*** Begin section ***

PR #1660, opened 2017-03-27
Added ContainsImage to IMvxImageCache and added support for android.resource schema in MvxAndroidLocalFileImageLoader.

Cybrosys:
Added ContainsImage to IMvxImageCache so it's possible to check if a Image is cached or not. In my specific case, I only want to do a fade-in animation when the image isn't in the cache.

I also added support for the android.resource schema in the MvxAndroidLocalFileImageLoader.


Cybrosys:
Was hoping on creating a new pull request, but being a github newb, it seems to have updated this one with more changes.

I'll update this PR's description etc.

martijn00:
You need to create a new branch to open a new PR. But the changes look good!

PR #1675, opened 2017-04-05
New MvxPageViewController, 2nd edition

chrilith:
Hi,

The is a new attempt to bring a new handling for PageViews in MvvmCross.
All details are in the #1407 which has been closed because it was completely messed up...

New PoC for iOS is [here](https://www.dropbox.com/s/s2v58z66ne9i1pa/MVVMCross_PageViewPoC.zip?dl=0). 

I've just commited a new implementation of the MvxPageViewController which works more like any other controllers in MvvmCross.

The current implementation, based on view models, is really interesting, but one thing that is hardly missing is binding (AFAICT) and a way to refresh the controller. Also, as stated in #1403 we are forced to use an internal cache, when iOS already cache things on its own.

Here, I added a simple data source that implements most of the minimal requirements to  properly handle PageViews.

I will add some events later if this PR is acceptable to the dev team. Don't want to waste too much time right now because i have an app to develop :)

_Added_:
- `MvxPageViewSource`: the important part here is `GetViewControllerAtIndex()` which will provide the expected view conroller if any and `GetPageIndexForController()`.
- `IMvxpageViewModel` and `IMvxPageViewController`. Both define à `PageIndex` that will be used by the default data source (`MvxPageViewSource.GetPageIndexForController()`)
- Some extensions to `MvxPageViewSource` to ease the creation of view controllers

Basically everything works with ViewControllers with iOS page views so I think it is important to keep this logic.

Let me know if you have any questions.
Thanks!


MvvmCross/Binding/iOS/Views/MvxPageViewSource.cs
```diff
@@ -0,0 +1,149 @@
...
+
+		protected MvxPageViewSource(UIPageViewController pageView)
+			: base(pageView)
+		{
+		}
+
+		protected MvxPageViewSource(IntPtr handle)
+            : base(handle)
+        {
+			Mvx.Warning("TableViewSource IntPtr constructor used - we expect this only to be called during memory leak debugging - see https://github.com/MvvmCross/MvvmCross/pull/467");
```
nmilcoff: `TableViewSource` should be `MvxPageViewSource` :)

Cheesebaron:
Your PoC doesn't run. Also please make either a separate repo showing off the functionality or add it in your PR in TestProjects.

There is a lot of code changed here, I need a way to actually verify this is working.

martijn00:
@chrilith Can you please update this PR and add the sample to a github repo or include a sample in the PR? We really want to get this in before 5.0.

chrilith:
Hi,

Yes sorry, was really busy. Will try to do this this week.

chrilith:
The branch has been updated.
Here is the git repo for the code example: https://github.com/chrilith/MvvmCross-PoC

PR #1684, opened 2017-04-11
Remove (stale) JASidePanels projects from iOS-Support and TestProjects

### LINKED ISSUE #1682: Remove JASidePanels
Should we remove  the JASidePanels implementation? It is a wrapper around another package which we don't control with some issues in there. When someone ask about a hamburger menu in MvvmCross i always say that they need to use XamarinSideBar and not JASidePanels. XamarinSideBar gets updated regularly in MvvmCross and JASidepanels does not. Furthermore the same look that JASidePanels has (the topbar) can be easily implemented for XamarinSideBar as wel. So there are no benefits at all in using JASidepanels.

mvanbeusekom:
Removes JASidePanel implementation from iOS-Support and will resolve #1682


mvanbeusekom:
Agree, could this be something like a "Breaking Change" in the release notes of V5.0?

MarcBruins:
We can write this down in the MvvmCross 5 annoucment. Also a tutorial on how to switch from JASidePanels to XamarinSideBar would be nice and would not be that much work.

Issue #1670, opened 2017-04-01
Cleanup: Obsolete MvxFormFactorSpecificAttribute


nmilcoff:
I might be wrong, but it seems to me there are some classes out there about the iOS platform that are obsolete:

- [MvxFormFactorSpecificAttribute](https://github.com/MvvmCross/MvvmCross/blob/8a824c797747f74716fc64c2fd0e8765c29b16ab/MvvmCross/iOS/iOS/Views/MvxFormFactorSpecificAttribute.cs): This one went obsolete when all apps migrated to iOS Universal, take a look at [this PR](https://github.com/MvvmCross/MvvmCross/pull/916)
- [IMvxIosPlatformProperties](https://github.com/MvvmCross/MvvmCross/blob/8a824c797747f74716fc64c2fd0e8765c29b16ab/MvvmCross/iOS/iOS/Platform/IMvxIosPlatformProperties.cs) 
- [MvxIosPlatformProperties](https://github.com/MvvmCross/MvvmCross/blob/8a824c797747f74716fc64c2fd0e8765c29b16ab/MvvmCross/iOS/iOS/Platform/MvxIosPlatformProperties.cs)
-  [MvxIosDisplayDensity](https://github.com/MvvmCross/MvvmCross/blob/8a824c797747f74716fc64c2fd0e8765c29b16ab/MvvmCross/iOS/iOS/Platform/MvxIosDisplayDensity.cs)
- [MvxIosFormFactor](https://github.com/MvvmCross/MvvmCross/blob/8a824c797747f74716fc64c2fd0e8765c29b16ab/MvvmCross/iOS/iOS/Platform/MvxIosFormFactor.cs)

These are marked as obsolete, and there are some plugins to grab this info, like [this one](https://github.com/Cheesebaron/Cheesebaron.MvxPlugins/tree/master/DeviceInfo).

martijn00:
Can you make a PR to remove those and clean it up? As this might be breaking it would be good to do for 5.0.

PR #1691, opened 2017-04-15
Cleanup iOS platform code // Fix XamarinSidebar Presenter

nmilcoff:
This PR solves #1670.

While working on it I made some other changes:
- Fix compilation issue in PluginLoader of `MvvmCross.Plugins.All`
- Re-add deleted interface `IMvxModalIosView`: It was deleted in #1671 because it's not necessary anymore there. But the XamarinSidebar presenter uses it. This will be however a breaking change because of the namespace. We have three options here: 1) Change the namespace to the original one; 2) Let this be a breaking change; 3) Refactor the XamarinSidebar Presenter (will be of course a breaking change here).
- Fix compilation issue in `Eventhooks.Droid` sample (that project is completely empty, it doesn't even have MvvmCross installed!).
- Made method `Show(IMvxIosView view, MvxViewModelRequest request)` of MvxIosViewPresenter virtual.


martijn00:
We should make this a breaking change since this will go into 5.0 anyways. No point in keeping the interface then.

I think the whole sidebar presenter should be refactored to be used with the new attribute system, and inherit from the new base presenter so all other situations except for sidemenu are handled by the base.

@mvanbeusekom might have some thoughts about this one.

PR #1694, opened 2017-04-15
Refactor Sidemenu presenter

martijn00:
Continue the work of https://github.com/MvvmCross/MvvmCross/pull/1691

I think we should do some more renaming of all the panel stuff and clean up the leftovers from that.

We might also be able to use the base splitview implementation to handle the sidemenu on ipads.


MvvmCross-iOSSupport/MvvmCross.iOS.Support.XamarinSidebar/MvxSidebarPresenter.cs
```diff
@@ -33,94 +32,77 @@ protected virtual bool PresentationHintHandler(MvxPanelPresentationHint hint)
...
-                view.RemoveFromSuperview();
+                Mvx.RegisterSingleton<IMvxSidebarViewController>(SideBarViewController);
+
+                CloseMasterNavigationController();
+                CloseModalNavigationController();
+                CloseSplitViewController();
 
-            MasterNavigationController = new UINavigationController();
+                return;
+            }
```
nmilcoff: I think there should be an `else` here that releases all references to `IMvxSidebarViewController`, since if the upper `if` is not true, it means the user is changing the root of the app

MvvmCross-iOSSupport/MvvmCross.iOS.Support.XamarinSidebar/MvxSidebarPresenter.cs
```diff
@@ -33,94 +32,77 @@ protected virtual bool PresentationHintHandler(MvxPanelPresentationHint hint)
...
+            base.ShowRootViewController(viewController, attribute, request);
+        }
 
-            RootViewController = new MvxSidebarPanelController(MasterNavigationController);
-           
-            SetWindowRootViewController(RootViewController);
+        public override void Close(IMvxViewModel toClose)
+        {
+            // if the current root is a SideBarViewController, delegate close responsibility to it
+            if (SideBarViewController != null && SideBarViewController.CloseChildViewModel(toClose))
```
nmilcoff: Current implementation of `SidebarViewController.CloseChildViewModel` doesn't take into account the `toClose` parameter, maybe we can get rid of that method and just call `base.Close(toClose)` here. Otherwise make `CloseChildViewModel` just return false and mark it as virtual

MvvmCross-iOSSupport/MvvmCross.iOS.Support.XamarinSidebar/MvxSidebarPresenter.cs
martijn00: Ok, but how do you handle that in the base presenter?

nmilcoff:
I'd suggest we can also simplify the way the presenter works. 

The hints can be removed and the `MvxPanelHintType` can be handled directly in the `ShowSidebarViewController` method (using protected virtual methods for each value instead of sending a request to change presentation).

From my understanding, hints are _made to_ / _encouraged_ to be used from shared code (aka Core).

MvvmCross-iOSSupport/MvvmCross.iOS.Support.XamarinSidebar/MvxSidebarPresenter.cs
martijn00: I would just leave it as is, and fix that it's not taken in account in the next version.

MvvmCross-iOSSupport/MvvmCross.iOS.Support.XamarinSidebar/MvxSidebarPresenter.cs
nmilcoff: After the else that releases everything related to `IMvxSidebarViewController`, `base.ShowRootViewController(viewController, attribute, request);` should still be called. That should be enough

MvvmCross-iOSSupport/MvvmCross.iOS.Support.XamarinSidebar/MvxSidebarPresenter.cs
```diff
@@ -33,94 +32,77 @@ protected virtual bool PresentationHintHandler(MvxPanelPresentationHint hint)
...
-        public override void Show(MvxViewModelRequest request)
+        protected override void RegisterAttributeTypes()
         {
-            IMvxIosView viewController = Mvx.Resolve<IMvxIosViewCreator>().CreateView(request);
-            Show(viewController);
+            base.RegisterAttributeTypes();
+
+            _attributeTypesToShowMethodDictionary.Add(
+                typeof(MvxSidebarPresentationAttribute),
+                (vc, attribute, request) => ShowSidebarViewController(vc, attribute as MvxSidebarPresentationAttribute, request));
```
mvanbeusekom: I think you should make a direct cast here `(MvxSidebarPresentationAttribute)attribute`, or otherwise make a check and return if the attribute is not of type `MvxSidebarPresentationAttribute`.

Now there is a possibility for a `NullReferenceException` which will only occur in the `ShowSidebarViewController` method.

martijn00: Hmm i don't see how that could happen. The base presenter also does it this way.

martijn00:
Just merged now so @nmilcoff can fix some remaining issue's.

MvvmCross-iOSSupport/MvvmCross.iOS.Support.XamarinSidebar/MvxSidebarPresenter.cs
nmilcoff: I think this is safe to do. The handler method is called from [here](https://github.com/MvvmCross/MvvmCross/blob/develop/MvvmCross/iOS/iOS/Views/Presenters/MvxIosViewPresenter.cs#L91), based on the attribute type.

mvanbeusekom: Casting the attribute using the `as` keyword could result in a `null` value (meanly if the attribute is not of type `MvxSidebarPresentationAttribute` (which theoretically is possible). 

So either make a direct cast (which is better performance wise) and in case of wrong usage it will generate an exception on the correct place. Or if we don't want the application to crash we should do a check.

nmilcoff: Mmm sorry but I don't see how it is possible for the attribute to be not of type `MvxSidebarPresentationAttribute` here. If the attribute is of another type then another method will be called, and if the attribute is not registered in the dictionary, then a `MvxSidebarPresentationAttribute` will be [thrown](https://github.com/MvvmCross/MvvmCross/blob/develop/MvvmCross/iOS/iOS/Views/Presenters/MvxIosViewPresenter.cs#L92).

Anyways, if a direct cast is faster we should change it.

mvanbeusekom: That's my point. I couldn't oversee if the attribute could be null or not. If it can't be null then we should do a direct cast. 

Besides the performance difference (which is minimal), the as operator still suggests it could be null, which could lead other developers on the wrong path (of which this is an example 😝)

PR #1695, opened 2017-04-15
Xamarinsidebar Presenter improvements

nmilcoff:
This PR continues the work done in #1694.

I've made the following changes:
- Removed hints from XamarinSidebar presenter and implemented that logic in `MvxSidebarPresenter` using virtual methods.
- Removed some hints that were used only in the JASidebarPanels presenter (which was removed in #1684).
- Changed namespaces to the corresponding new locations of some files (in MvvmCross.iOS.Support.XamarinSidebar).
- Renamed `MvxPanelHintType.ActivePanel` to `MvxPanelHintType.PushPanel` to correspond with what it actually does.
- Made method `CloseChildViewModel` of `MvxSidebarViewController` virtual.
- Changed `as` to direct cast in registering of attributes in MvxIosViewPresenter to clarify behavior.


mvanbeusekom:
Awesome work @nmilcoff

*** End section ***

Copy each line of the data that contains the word "MvxPageViewSource".

**Solution to this task**:
- `MvxPageViewSource`: the important part here is `GetViewControllerAtIndex()` which will provide the expected view conroller if any and `GetPageIndexForController()`.
- `IMvxpageViewModel` and `IMvxPageViewController`. Both define à `PageIndex` that will be used by the default data source (`MvxPageViewSource.GetPageIndexForController()`)
- Some extensions to `MvxPageViewSource` to ease the creation of view controllers
MvvmCross/Binding/iOS/Views/MvxPageViewSource.cs
+		protected MvxPageViewSource(UIPageViewController pageView)
+		protected MvxPageViewSource(IntPtr handle)
nmilcoff: `TableViewSource` should be `MvxPageViewSource` :)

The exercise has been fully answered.